A promessa se cumpre, a luz engole a sombra, as correntes da alma desabrocham. Infeliz jogador, sem sorte no jogo, muito menos no amor. Não é questão de sorte nunca! Não reparou? É um insistir pela importância que o outro tem, seus amigos pareciam tão importantes pra você!? Evito que este teu alguma coisa que é meu amigo, lhe corte a língua, lhe faça sofrer até a morte, lavo de dentro de mim qualquer tipo de importância que algum dia te dei. Sois razão nenhuma de ser. Tenho total repúdio a qualquer tempo que tenha perdido em sua função, e se não desviei meu caminho só porque você estava na frente, saiba hoje, é porque tenho total espontaneidade sobre quem sou, o que fiz, que coisas aprendi... É porque esta é a minha cidade, não a sua. Ninguém vai pixar seu muro, nenhum clorofluorcarbono na atmosfera deve o valer.
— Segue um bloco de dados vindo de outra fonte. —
PR #429, opened 2026-02-26
Optimization for request result

### LINKED ISSUE #244: Don't use `Yoke` to represent self-borrowing in the first row of `CassRowsResult`
Lazy deserialization [PR](https://github.com/scylladb/cpp-rust-driver/pull/236) introduce one (probably) needless `Arc` allocation for `CassRowsResultSharedData`.

## Why this `Arc` is introduced?
There is currently no way to represent a self-borrowing relationship in safe Rust. This is why, we employed a [`Yoke`](https://docs.rs/yoke/latest/yoke/struct.Yoke.html) solution, which is safe.

TLDR; the `Arc` is required, because of the `C: StableDeref` constraint [here](https://docs.rs/yoke/latest/yoke/struct.Yoke.html#impl-Yoke%3CY,+C%3E).

However, we have some additional type and ownership guarantees that we cannot provide to the `yoke` crate (these guarantees cannot be expressed using the types that the crate provides). We could probably remove the `yoke` dependency and implement the self-borrowing ourselves, basing on the aforementioned guarantees. This, however, would require us to introduce some `unsafe` code which would need to be justified and well-documented.

Ref (comment/discussion): https://github.com/scylladb/cpp-rust-driver/pull/236#discussion_r2033546622

Lorak-mmk:
This PR performs 2 optimizations related to request results.

## CassRow allocation

Allocation for `Vec` in `CassRow` is reused when advancing `CassResultIterator`. Before we always dropped old `CassRow` and created new one, resulting in 1 `free` + 1 `malloc` call.
Now we take the previous `Vec`, clear it, and reuse it.
I verified with the benchmark (second commit) that allocations are really gone, and they are! Now we have no obligatory allocations per-row, only per-request.
There was no visible performance improvement in my simple test. This is most likely because libc probably optimizes a pattern of `free` + `malloc` with the same size, making them really cheap.
This may not be the case for other allocators, or in more complex scenarios (like multi-threaded programs), so I still think this opt makes sense

## Removed Arc for shared data in CassRowsResult

See the issue about this: https://github.com/scylladb/cpp-rs-driver/issues/244
This is solved by making the self-referential struct manually, without Yoke.
Unfortunately I see no way to apply it. I also see no good way to make the resulting code much more secure, or easy to understand.
I guess this is a tradeoff - allocation gone, in exchange for more dangerous and complex code.

I'll gladly accept suggestions for how to make it safer, better contained, simpler etc.
If reviewers think this tradeoff makes no sense, I can also drop this part of PR, and close the issue as `wontfix`.

Fixes: https://github.com/scylladb/cpp-rs-driver/issues/244

## Pre-review checklist

### DIFF
--- a/examples/result_iteration_bench/result_iteration_bench.c
+++ b/examples/result_iteration_bench/result_iteration_bench.c
@@ -1,0 +1,435 @@
+/*
+  This is free and unencumbered software released into the public domain.
+
+  Anyone is free to copy, modify, publish, use, compile, sell, or
+  distribute this software, either in source code form or as a compiled
+  binary, for any purpose, commercial or non-commercial, and by any
+  means.
+
+  In jurisdictions that recognize copyright laws, the author or authors
+  of this software dedicate any and all copyright interest in the
+  software to the public domain. We make this dedication for the benefit
+  of the public at large and to the detriment of our heirs and
+  successors. We intend this dedication to be an overt act of
+  relinquishment in perpetuity of all present and future rights to this
+  software under copyright law.
+
+  THE SOFTWARE IS PROVIDED "AS IS", WITHOUT WARRANTY OF ANY KIND,
+  EXPRESS OR IMPLIED, INCLUDING BUT NOT LIMITED TO THE WARRANTIES OF
+  MERCHANTABILITY, FITNESS FOR A PARTICULAR PURPOSE AND NONINFRINGEMENT.
+  IN NO EVENT SHALL THE AUTHORS BE LIABLE FOR ANY CLAIM, DAMAGES OR
+  OTHER LIABILITY, WHETHER IN AN ACTION OF CONTRACT, TORT OR OTHERWISE,
+  ARISING FROM, OUT OF OR IN CONNECTION WITH THE SOFTWARE OR THE USE OR
+  OTHER DEALINGS IN THE SOFTWARE.
+
+  For more information, please refer to <http://unlicense.org/>
+*/
+
+/*
+ * Benchmark for result iteration performance.
+ *
+ * Creates a table with 10 columns, inserts 10000 rows, then performs
+ * an unpaged SELECT * and measures how long it takes to iterate over
+ * all rows in the result set. The iteration is repeated multiple times
+ * to get stable measurements.
+ */
+
+#define _GNU_SOURCE
+#include <assert.h>
+#include <dlfcn.h>
+#include <stdio.h>
+#include <stdlib.h>
+#include <string.h>
+#include <time.h>
+
+#include "cassandra.h"
+
+/*
+ * Allocation tracking via interposition.
+ * We override malloc/realloc/free to count calls, forwarding
+ * to the real implementations via dlsym(RTLD_NEXT, ...).
+ */
+
+static size_t g_malloc_count = 0;
+static size_t g_realloc_count = 0;
+static size_t g_free_count = 0;
+
+typedef void* (*real_malloc_t)(size_t);
+typedef void* (*real_realloc_t)(void*, size_t);
+typedef void (*real_free_t)(void*);
+
+static real_malloc_t real_malloc = NULL;
+static real_realloc_t real_realloc = NULL;
+static real_free_t real_free = NULL;
+
+/* Small static buffer to bootstrap dlsym (which may call malloc internally). */
+static char bootstrap_buf[4096];
+static size_t bootstrap_used = 0;
+static int resolving = 0;
+
+static void ensure_real_funcs(void) {
+  if (real_malloc != NULL) return;
+  resolving = 1;
+  real_malloc = (real_malloc_t)dlsym(RTLD_NEXT, "malloc");
+  real_realloc = (real_realloc_t)dlsym(RTLD_NEXT, "realloc");
+  real_free = (real_free_t)dlsym(RTLD_NEXT, "free");
+  resolving = 0;
+}
+
+void* malloc(size_t size) {
+  if (resolving) {
+    /* dlsym is resolving symbols and called malloc - use static buffer. */
+    size_t aligned = (size + 7) & ~(size_t)7; /* align to 8 */
+    if (bootstrap_used + aligned > sizeof(bootstrap_buf)) {
+      return NULL;
+    }
+    void* ptr = bootstrap_buf + bootstrap_used;
+    bootstrap_used += aligned;
+    return ptr;
+  }
+  ensure_real_funcs();
+  g_malloc_count++;
+  return real_malloc(size);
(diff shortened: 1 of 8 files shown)


scylla-rust-wrapper/src/query_result.rs
```diff
@@ -179,8 +179,16 @@ impl<'result> CassRow<'result> {
...
     ) -> Result<Self, DeserializationError> {
-        let mut columns = Vec::with_capacity(row.columns.columns_remaining());
+        let mut columns = match old_row {
+            Some(row) => {
+                let mut old_vec = row.columns;
+                old_vec.clear();
+                old_vec
+            }
+            None => Vec::with_capacity(row.columns.columns_remaining()),
+        };
```
wprzytula, line 296: ♻️ After the change, `row` is once used as `CassRow` and once as `CassRawRow`, in different `match` branches. Please rename one to `raw_row`.

examples/result_iteration_bench/result_iteration_bench.c
```diff
@@ -0,0 +1,418 @@
...
+  real_free = (real_free_t)dlsym(RTLD_NEXT, "free");
+  resolving = 0;
+}
+
+void* malloc(size_t size) {
+  if (resolving) {
+    /* dlsym is resolving symbols and called malloc - use static buffer. */
+    void* ptr = bootstrap_buf + bootstrap_used;
+    bootstrap_used += (size + 7) & ~(size_t)7; /* align to 8 */
+    return ptr;
```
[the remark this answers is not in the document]
wprzytula: @Lorak-mmk WDYT?

examples/result_iteration_bench/result_iteration_bench.c
```diff
@@ -0,0 +1,418 @@
...
+void* realloc(void* ptr, size_t size) {
+  if (resolving) {
+    void* new_ptr = bootstrap_buf + bootstrap_used;
+    bootstrap_used += (size + 7) & ~(size_t)7;
+    return new_ptr;
+  }
+  ensure_real_funcs();
+  g_realloc_count++;
+  return real_realloc(ptr, size);
+}
```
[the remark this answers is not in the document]
wprzytula: @Lorak-mmk WDYT?

scylla-rust-wrapper/src/query_result.rs
```diff
@@ -38,9 +38,49 @@ pub(crate) enum CassResultKind {
...
+    /// SAFETY: borrows from `shared_data`. See [`SelfBorrowingFirstRow`] docs.
+    first_row: Option<SelfBorrowingFirstRow>,
+}
+
+impl Drop for CassRowsResult {
+    fn drop(&mut self) {
+        // Drop first_row before shared_data, because it borrows from shared_data.
+        if let Some(row) = self.first_row.take() {
+            drop(ManuallyDrop::into_inner(row.0));
+        }
```
wprzytula: 🔧 Pattern matching is more readable.
```rust
        if let Some(SelfBorrowingFirstRow(row)) = self.first_row.take() {
            drop(ManuallyDrop::into_inner(row));
        }
```

scylla-rust-wrapper/src/query_result.rs
```diff
@@ -38,9 +38,49 @@ pub(crate) enum CassResultKind {
...
+///
+/// # Safety invariants
+///
+/// 1. `CassRowsResult` is always stored inside `Arc<CassResult>`,
+///    so the address of `CassRowsResultSharedData` is stable.
+/// 2. `CassRowsResult::Drop` drops this field before `shared_data`.
+/// 3. Access is only through [`row()`](Self::row), which shortens the
+///    lifetime to `&self`, preventing the reference from escaping.
+#[derive(Debug)]
+struct SelfBorrowingFirstRow(ManuallyDrop<CassRow<'static>>);
```
wprzytula, line 69: ❓ Why is `ManuallyDrop` required here?

scylla-rust-wrapper/src/query_result.rs
```diff
@@ -125,6 +182,48 @@ impl CassResult {
...
+                // This erases the lifetime, which is safe because:
+                // 1. shared_data lives inside Arc<CassResult> (stable address).
+                // 2. CassRowsResult::Drop drops first_row before shared_data.
+                // 3. SelfBorrowingFirstRow::row() shortens the lifetime back
+                //    on access, preventing the reference from escaping.
+                let row_static: CassRow<'static> = unsafe { std::mem::transmute(row) };
+                Some(SelfBorrowingFirstRow(ManuallyDrop::new(row_static)))
+            }
+            None => None,
+        };
```
wprzytula: ♻️ Use `.map()` instead of the verbose `match` here.

wprzytula (changes requested):

scylla-rust-wrapper/src/query_result.rs
Lorak-mmk: In `CassRowsResult` you have 2 fields: `shared_data: CassRowsResultSharedData`, and `first_row: Option<SelfBorrowingFirstRow>` that borrows from `shared_data` (in the way that borrow checked doesn't understand).
When dropping `CassRowsResult`, if you drop `shared_data` first, then references in `first_row` would point to freed data, which, as far as I understand, is immediate ub even if we don't use those references.

We could put `first_row` on top of the struct, because fields are dropped in order, but this deemed fragile by Rustonomicon, and ManuallyDrop is recommended instead: https://doc.rust-lang.org/nomicon/dropck.html?highlight=ManuallyDrop#a-related-side-note-about-drop-order

Lorak-mmk:
Addressed review comments.

Lorak-mmk:
I don't see the point of spending my time on perfecting code of this benchmark. It works, it shows the fix reduces the allocations. 
I can keep it as-is, or remove it from this PR, @wprzytula lmk what I should do.

wprzytula:
> I don't see the point of spending my time on perfecting code of this benchmark. It works, it shows the fix reduces the allocations. 
> I can keep it as-is, or remove it from this PR, @wprzytula lmk what I should do.

It's good enough for a benchmark.

scylla-rust-wrapper/src/query_result.rs
wprzytula: > We could put `first_row` on top of the struct, because fields are dropped in order, but this deemed fragile by Rustonomicon, and ManuallyDrop is recommended instead: https://doc.rust-lang.org/nomicon/dropck.html?highlight=ManuallyDrop#a-related-side-note-about-drop-order

This is what I was missing. Thanks.

wprzytula (approved):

Eu não posso te dar um pontapé pra fora do mundo... Ah se pudesse!

quinta-feira, 12 de fevereiro de 2015

Das paixões

As minhas paixões
são contidas,
esmigalhadas,
os pássaros vêm,
comem-nas,
cagam-nas
cabeças de turistas
depois morrem,
intoxicados
em alto-mar...


quarta-feira, 11 de fevereiro de 2015

Vivificação



Todos em seus whatsapps...
Onde estão aqueles ouvindo what's up?
Que copulariam no telhado,
Que me prenderiam ao cinturão de Órion...
Onde se escondem malditos?
Vocês mountain bikers,
Sem mulheres em seus canos,
Do que andam fugindo?

Todos vocês, homens ambiciosos,
Que me deixavam pra depois,
Ocupados demais com seus egos,
Mas que ironia, serão mais conhecidos por mim?
E só sei pra que lado seus paus eram tortos...
Quão grandes eram seus medos,
Como costumavam se drogar
Pra não ter que encarar a realidade,
Pra não ter que correr risco algum.

Sopro no coração



Corro contra o tempo
me reinvento
não vai dar tempo!
não é tudo!
mas sem sou nada?

Cigarra da noite
de minha insônia
novelo de feno
de minha solidão
que não passa...

segunda-feira, 9 de fevereiro de 2015

O pouso do pelo



Um pelo ruivo
Pousa em minha roupa preta,
Eu o admiro por instantes,
Esta estrutura ainda parece viva,
Começo meio e fim, brilhante.
Nasceu e morreu me amando,
Talvez, devesse o guardar em um cofre,
E se tudo um dia terminasse,
Teria algo incorruptível para confirmar,
Com o seu DNA, ele me diria:
Nasci e morri amando você.
Mas a barba continua a crescer,
A ser raspada, a ir pelo ralo,
A célula morta esfoliada...
E eu não sei se os próximos me amarão...

domingo, 1 de fevereiro de 2015

Das vaidades



eu ainda me comovo
com as mulheres
mordiscando suas pérolas
pra saber da veracidade
réu, confesso...
não há nada mais chic!

 

O homem é o trickster do homem

Não existe um certo, não existe um errado, existe algum conceito de paz e algum conceito de desordem. Existe um patão chato pagando pouco e um legal pagando pouco. Existe um comportamento "progressivo" razoável, entediante, e outro que levariam todos que assim fossem ao autoextermínio. Tudo que se propor a ser, pense antes: e se o mundo todo fosse assim? Porque não é justo ser privilégio apenas de alguns... Este mundo sem consequências, nunca existiu, nunca existirá, são umas leis físicas/biológicas tão ligadas a cada menor parte, de toda parte, de toda vida. Existe alguém que vai rir no minuto de silêncio pro seu amigo morto, e alguém que vai se calar e respeitar a sua dor, mesmo não sabendo quem é o cara. Existe o trem que parte o homem bêbado adormecido no trilho e o que parte os corações dos amantes que se separam. Existe a dor compreendida e a dor julgada. Existe o homem que paga por uma academia e o que prefere fazer poesia, a máquina que parte a perna do homem e Lowry que a parte no pincel. Existe o rapto do macaco pro circo, e a "evolução", desnecessária. Eu não rapto sua essência, eu não serei o beijo no seu caixão.